Question

How do I tell if I need to solve using ln or log?
24^(3x)=6^(2x+1)

Answer 1

Both will yield the same end result but sometimes a particular log may be more suitable in a given situation. If "e" is not involved I'd choose log.

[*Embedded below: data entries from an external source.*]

PR #8126, opened 2023-01-23
UI: Add new scene at current row

cg2121:
### Description
Instead of having a new scene at the bottom of the list, have it added after the current item.

### Motivation and Context
https://ideas.obsproject.com/posts/2111/new-scene-here

### How Has This Been Tested?
Added new scene to see where it was added in the list

### Types of changes

### Checklist:

### DIFF
--- a/UI/window-basic-main.cpp
+++ b/UI/window-basic-main.cpp
@@ -2872,7 +2872,7 @@ void OBSBasic::AddScene(OBSSource source)
 
 	QListWidgetItem *item = new QListWidgetItem(QT_UTF8(name));
 	SetOBSRef(item, OBSScene(scene));
-	ui->scenes->addItem(item);
+	ui->scenes->insertItem(ui->scenes->currentRow() + 1, item);
 
 	obs_hotkey_register_source(
 		source, "OBSBasic.SelectScene",


WizardCM:
I consider this a breaking change as it's a pretty drastic difference in behaviour, though I agree it's a positive improvement.

I do worry that it further differentiates from the Sources list, which *always* places items at the top of the list..

CodeYan01:
I hope this change is also applied for duplicating scenes. Makes a lot more sense when duplicating scenes to have it be after the scene i just duplicated. Even if it requires a separate PR

Warchamp7:
> I consider this a breaking change as it's a pretty drastic difference in behaviour, though I agree it's a positive improvement.
> 
> I do worry that it further differentiates from the Sources list, which _always_ places items at the top of the list..

It is worth nothing though that the source tree differs in that the order of it's items matters.


While I don't dislike this PR conceptually, I'm not sure I like the behavior change

Warchamp7 (approved):
After consideration I'm approving this from a UX perspective.

Let's apply this behaviour to duplicating as well.

cg2121:
It also works for duplicating, as it uses the same function.

sebastian-s-beckmann (approved):
Works fine, change seems correct.

Warchamp7:
@tt2468 @WarmUpTill Do we foresee this being a breaking change for anything? 

I vaguely recall a Discord discussion about this with @tt2468 at least

WarmUpTill:
> @tt2468 @WarmUpTill Do we foresee this being a breaking change for anything?
> 
> I vaguely recall a Discord discussion about this with @tt2468 at least

I don't think this would break anything on advanced scene switcher side.
But thanks for the the heads up! 👍

tt2468:
This to me definitely classifies as a breaking change, as there are definitely applications out there which make assumptions about where scenes are added, but I don't believe that it would cause anything more than minor graphical bugs. For example, an application might receive a scene creation event and ignore other events, and put the scene at the top of its own list visually. This would be corrected during any resync of the scene order though.

So basically, this is fine to merge, but it's worth mentioning in the next obs-websocket release notes.

PR #8113, opened 2023-01-22
deps/media-playback: use of deprecated ffmpeg field

kkartaltepe:
### Description

`pkg_duration` was deprecated in favor of simply `duration`. 

### Motivation and Context

With warnings as errors this fails to build on systems with bleeding edge ffmpeg.

### How Has This Been Tested?

Compiles fine on my machine and we are already using `last_duration` so this seems fine. I'm hoping the non-deprecated field exists back on ubuntu.

### Types of changes

- Bug fix (non-breaking change which fixes an issue)

### Checklist:

- [x] My code has been run through [clang-format](https://github.com/obsproject/obs-studio/blob/master/.clang-format).
- [x] I have read the [**contributing** document](https://github.com/obsproject/obs-studio/blob/master/CONTRIBUTING.rst).
- [x] My code is not on the master branch.
- [x] The code has been tested.
- [x] All commit messages are properly formatted and commits squashed where appropriate.
- [x] I have included updates to all appropriate documentation.

PR #8127, opened 2023-01-23
Add CALM_DEPRECATION cmake option and fix some warnings

tytan652:
### Description

Contains a rework of #8113

Add an option `CALM_DEPRECATION` to enable `-Wno-error=deprecated-declarations` for Linux users that might use bleeding-edge dependencies compared to obs-deps.

Fix a few other warning/errors.

### Motivation and Context

Improve #6759 and fix warnings/errors.

### Types of changes

### Checklist:

### DIFF
--- a/cmake/Modules/CompilerConfig.cmake
+++ b/cmake/Modules/CompilerConfig.cmake
@@ -90,6 +90,7 @@ else()
     set(CMAKE_CUDA_COMPILER_LAUNCHER "${CCACHE_PROGRAM}") # CMake 3.9+
   endif()
 
+  option(CALM_DEPRECATION "Keep deprecated-declarations as warnings" OFF)
   add_compile_options(
     -Werror
     -Wextra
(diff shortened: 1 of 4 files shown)


PatTheMav:
Changes themselves look correct - can you educate me how a developer might end up in a situation necessitating this?

tytan652:
On Linux (non-Flatpak), we could end up with a new FFmpeg (Python …) version which add can add deprecations.

This option enable the use to allows those deprecations.

jp9000:
Confirmed working, thank you very much

jp9000:
@PatTheMav to be more specific, I asked tytan to add something like this because I'm building locally with a newer version of ffmpeg and am getting unexpected deprecation warnings. This just makes it more convenient to bypass the warning if by chance you just so happen to use a newer version of some library that just so happens to deprecate functions we're currently using.

PR #8130, opened 2023-01-23
UI: Add transition override to transitions dock

cg2121:
### Description
This adds the per-scene transitions to the transitions dock, so that they are not just in the context menu.

Screenshot from 2023-05-28 01-37-10

### Motivation and Context
Better UI

### How Has This Been Tested?
Set per-scene transitions on different scenes.

### Types of changes

### Checklist:


GeorgesStavracas:
Some comments from the UX discussion:

 - [ ] Rename the dock title to "Transitions"
 - [ ] Add a subtitle for the global transitions, named tentatively "Default transition"

@Warchamp7 requested being included here

WizardCM:
My biggest UX concern here is that the Transitions dock is very much not tied to a scene in any visual way, so just having two dropdowns with a transition name is super confusing. I'm not even sure if renaming the section to something like "Transition Override for '<scene>'" would be enough.

Additionally, I thought that there was a hope to move the Studio Mode controls (the center area) to the Transitions dock? Or is the plan to put it in a separate dock named Quick Transitions and move the gear that contains a bunch of Studio Mode settings into the Settings window?

Warchamp7:
> Additionally, I thought that there was a hope to move the Studio Mode controls (the center area) to the Transitions dock? Or is the plan to put it in a separate dock named Quick Transitions and move the gear that contains a bunch of Studio Mode settings into the Settings window?
>

I don't think I've ever taken any swings at the studio mode controls

> My biggest UX concern here is that the Transitions dock is very much not tied to a scene in any visual way, so just having two dropdowns with a transition name is super confusing. I'm not even sure if renaming the section to something like "Transition Override for ''" would be enough.
> 

That's the main purpose of adding an additional label for more context.

---

With the new extra controls added here, I'd like to avoid layout shifting by not having the Duration input field disappear for Cut/Stinger and instead be disabled with either no value listed, or 0ms / Automatic respectively

cg2121:
Updates:
- Set the title of the transitions dock to "Transitions"

- Added "Default" label to global transition
- Added "Current Scene" label to transition override
- These are different than suggested because I feel like they are clearer to users what they are

- Disabled the transition duration, instead of hiding it, when transition is a cut
- Disabled the transition override duration when transition is a cut or none

Screenshot from 2023-01-24 05-49-57

Warchamp7:
> * These are different than suggested because I feel like they are clearer to users what they are

Can we go with the originally proposed labels please

cg2121:
Updated it to use the suggested text. My only concern now is that it makes the dock too big.

Screenshot from 2023-05-28 01-37-10

cg2121:
Closing, as this makes the dock too big. Will reopen if a better UI for this can be made.

PR #8134, opened 2023-01-24
UI: Hide menu items if source is only audio

cg2121:
### Description
Hides the following items if source is only audio:
- Transform menu
- Resize output (size of source)
- Scale filter menu
- Blending mode menus
- Projector menus
- Screenshots
- Interact

### Motivation and Context
These are not needed if the source is only audio.

### How Has This Been Tested?
Right clicked audio source to make sure the items were hidden.

### Types of changes

### Checklist:


norihiro:
The interact menu is hidden by the `OBS_SOURCE_INTERACTION` flag. I don't think we need to hide it for audio-only sources.

WizardCM:
I could have sworn this was intentional, but overall I like this change due to how different audio and video sources are conceptually.

RytoEX:
> I could have sworn this was intentional, but overall I like this change due to how different audio and video sources are conceptually.

If I recall correctly, we have generally avoided changing the context menus to avoid disrupting muscle memory, particularly for users who navigate them via keyboard or with accessibility tools. As I do not personally navigate context menus with keyboard or accessibility tools, I cannot say whether or not it matters in practice.

PR #8141, opened 2023-01-25
updater: Remove 32-bit Support

derrod:
### Description

Removes remaining support for updating a 32 bit OBS build from the updater.

(Ideally this should be merged after

* #8070
* #8114 
* #8115 
 
so I only have to solve conflicts (if any) in this PR and 

* #8074

)

### Motivation and Context

Code cleanup before more updates.

OBS has not provided 32 bit releases since 28.0.

### How Has This Been Tested?

Updater still works.

### Types of changes

- Code cleanup (non-breaking change which makes code smaller or more readable)
- Breaking change (fix or feature that would cause existing functionality to change)

### Checklist:

- [x] My code has been run through [clang-format](https://github.com/obsproject/obs-studio/blob/master/.clang-format).
- [x] I have read the [**contributing** document](https://github.com/obsproject/obs-studio/blob/master/CONTRIBUTING.rst).
- [x] My code is not on the master branch.
- [x] The code has been tested.
- [x] All commit messages are properly formatted and commits squashed where appropriate.
- [x] I have included updates to all appropriate documentation.

PR #8142, opened 2023-01-25
updater: Check if awaited instance matches current install 

derrod:
### Description

When checking for running OBS instance ensure the executable of an OBS process is actually residing the the directory we want to update.

Based on an old WIP commit: https://github.com/notr1ch/obs-studio/commit/95909ee25c3bbab9f6adc2a5c3795b0c115dd185

Contains and closes #8141 if merged first.

### Motivation and Context

Allow updating OBS even if some other `obs64.exe` is running (e.g. updating portable install while non-portable version is running).

Also selfishly, this means I won't have to use ShareX when recording my screen while working on updater updates :P

### How Has This Been Tested?

Verified portable install can be updated while existing OBS install is running

### Types of changes

### Checklist:

### DIFF
--- a/UI/win-update/updater/updater.cpp
+++ b/UI/win-update/updater/updater.cpp
@@ -48,6 +48,7 @@ int completedFileSize = 0;
 static int completedUpdates = 0;
 
 static wchar_t tempPath[MAX_PATH];
+static wchar_t obs_base_directory[MAX_PATH];
 
 struct LastError {
 	DWORD code;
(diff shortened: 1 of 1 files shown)


UI/win-update/updater/updater.cpp
```diff
@@ -531,7 +527,12 @@ static inline DWORD WaitIfOBS(DWORD id, const wchar_t *expected)
 	if (!proc.Valid())
 		return WAITIFOBS_WRONG_PROCESS;
 
-	if (!GetProcessImageFileName(proc, path, _countof(path)))
+	if (!GetModuleFileNameExW(proc, nullptr, path, _countof(path)))
```
notr1ch, line 530: Perhaps `QueryFullProcessImageNameW` is better here?

derrod: Either seems to work. Given the note in the MS Docs about `GetModuleFileName` being primarily intended for use in debuggers I've updated it to use `QueryFullProcessImageName` instead.

derrod:
Rebased now that #8141 is merged. Should be good to merge™

RytoEX (approved):
@notr1ch tentatively approved off-thread. Will merge soon.

PR #8146, opened 2023-01-25
UI: Use native color dialog on macOS

### LINKED ISSUE #4081: Picking Screen Color outside of window
## Platform
The Pick Screen Color option in any color choosing source doesn't register anything outside of the select color window.

Operating system and version: Mac OS Big Sur 11.2 Beta 
OBS Studio version: 26.1.2

## Expected Behavior
 the pick screen color option should work everywhere on the display.

## Current Behavior
 the screen color picker only works in the pick screen color window, no where else on the display which makes it pretty useless. 
 https://obsproject.com/logs/ucaqNtU89dSVC0C1 

## Steps to Reproduce

1. create a new color source
2. press select color
3. press pick screen color
here's a video of it to make it more clear
https://user-images.githubusercontent.com/76796294/104387227-ab790f80-5504-11eb-8210-4c8d0ecc2d2a.mp4

gxalpha:
### Description

Currently, we use the Qt provided color dialog on all platforms except Windows.
This was because of the native dialog "closing other open QDialogs" and events not working properly.

The former is either not true anymore, or has never been true. What happens is that other open QDialogs get put behind the main window, making it look like they were closed. This can be worked around with a `raise()` call on the main window (like in #8116).
[QTBUG-34532](https://bugreports.qt.io/browse/QTBUG-34532) is about events not working when subclassed. We're not subclassing the QColorDialog so this isn't be relevant to what we're doing.

### Motivation and Context

The Qt color picker on macOS has the problem that it can't pick screen colors from outside the color picker window, making it useless for picking screen colors.
macOS' color picker does not have this problem, making it the better option.

The original commit, adf6beb, only used the non-native dialog for macOS. a9a19cf changes this to include Linux (and others) to fix a hang on Ubuntu. ~~Such a hang is very likely to be caused or catalyzed by Qt, it would be nice to be able to reference a Qt Bug here so that we can revisit it in the future (if no such report exists but the problem is still present, it would be useful to both us and Qt to create one). cc @WizardCM~~
Update: The hang doesn't *seem* to trigger anymore, but let's leave it as-is for now and only focus on macOS.

Fixes #4081

### How Has This Been Tested?

macOS 13.1

### Types of changes

### Checklist:

### DIFF
--- a/UI/properties-view.cpp
+++ b/UI/properties-view.cpp
@@ -1807,15 +1807,18 @@ bool WidgetInfo::ColorChangedInternal(const char *setting, bool supportAlpha)
 		options |= QColorDialog::ShowAlphaChannel;
 	}
 
-	/* The native dialog on OSX has all kinds of problems, like closing
-	 * other open QDialogs on exit, and
-	 * https://bugreports.qt-project.org/browse/QTBUG-34532
-	 */
-#ifndef _WIN32
+#ifdef __linux__
+	// TODO: Revisit hang on Ubuntu with native dialog
 	options |= QColorDialog::DontUseNativeDialog;
 #endif
 
 	color = QColorDialog::getColor(color, view, QT_UTF8(desc), options);
+
+#ifdef __APPLE__
+	// TODO: Revisit when QTBUG-42661 is fixed
+	widget->window()->raise();
+#endif
+
 	if (!color.isValid())
 		return false;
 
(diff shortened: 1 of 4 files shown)


UI/properties-view.cpp
```diff
@@ -1807,15 +1807,18 @@ bool WidgetInfo::ColorChangedInternal(const char *setting, bool supportAlpha)
...
-#ifndef _WIN32
+#ifdef __linux__
+	// TODO: Revisit hang on Ubuntu with native dialog
 	options |= QColorDialog::DontUseNativeDialog;
 #endif
 
 	color = QColorDialog::getColor(color, view, QT_UTF8(desc), options);
+
+#ifdef __APPLE__
+	// TODO: Revisit when QTBUG-42661 is fixed
```
PatTheMav, line 1818: Does this have negative side-effects once the bug is fixed?

gxalpha: It shouldn’t, no.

Sometimes a different base other than base 10 or base e may be more appropriate.

Answer 2

Thank you!

Answer 3

\[ \Large
24^{3x} = 6^{2x+1} \\
\\ \text{ } \\
\text{Take log on both sides:} \\
\\ \text{ } \\
\Large \log(24^{3x}) = \log(6^{2x+1}) \\
\Large 3x\log(24) = (2x+1)\log(6) \\
\Large 3x\log(24) = 2x\log(6)+\log(6) \\
\Large 3x\log(24) - 2x\log(6) = \log(6) \\
\Large x\{3\log(24) - 2\log(6)\} = \log(6) \\
\\ \text{ } \\
\Large x = \frac{\log(6)}{3\log(24) - 2\log(6)} ~~\text{or} \\
\text{ } \\
\Large x = \frac{\ln(6)}{3\ln(24) - 2\ln(6)}
\]
You can use a calculator to compute x by both methods and you will get the same answer.